| Input data |

PR #1246, opened 2023-05-15
Minor style guide clarifications

BenBE:
This PR contains a few minor updates to our style guide used when contributing code to htop.

Apart from a few minor changes in wording, the most significant update is the addition of two items to take care of when writing a PR:

1. Your patchset should have descriptive commit subjects and be minimal
2. Follow up with your PRs and take care of change requests from reviews

Both items are nothing new (both were in there before); they just have been amended.

Also, the second item absolutely means PR authors can (and should) rebase their commits to incorporate changes.
If feedback from our side is missing, a quick note suffices.

NB: Even if it may seem daunting to receive lots of comments from a review, we are always open for discussion of the raised points and suggestions like alternative approaches.

Comments and further additions for this style guide update welcome.
If you are missing something in this update, drop a note by 2023-05-22 00:00 UTC.

### DIFF
--- a/docs/styleguide.md
+++ b/docs/styleguide.md
@@ -8,12 +8,12 @@ Names are important to convey what all those things inside the project are for.
 Filenames for source code traditionally used camel-case naming with the first letter written in uppercase.
 The file extension is always lowercase.
 
-The only exception here is `htop.c` which is the main entrance point into the code.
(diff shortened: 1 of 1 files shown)


natoscott (approved):
@BenBE looks good - all makes sense to me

| Your objective |
Read the records above. Show each line that has the string "from".

| Solution to this problem |
Apart from a few minor changes in wording, the most significant update is the addition of two items to take care of when writing a PR:
2. Follow up with your PRs and take care of change requests from reviews
If feedback from our side is missing, a quick note suffices.
NB: Even if it may seem daunting to receive lots of comments from a review, we are always open for discussion of the raised points and suggestions like alternative approaches.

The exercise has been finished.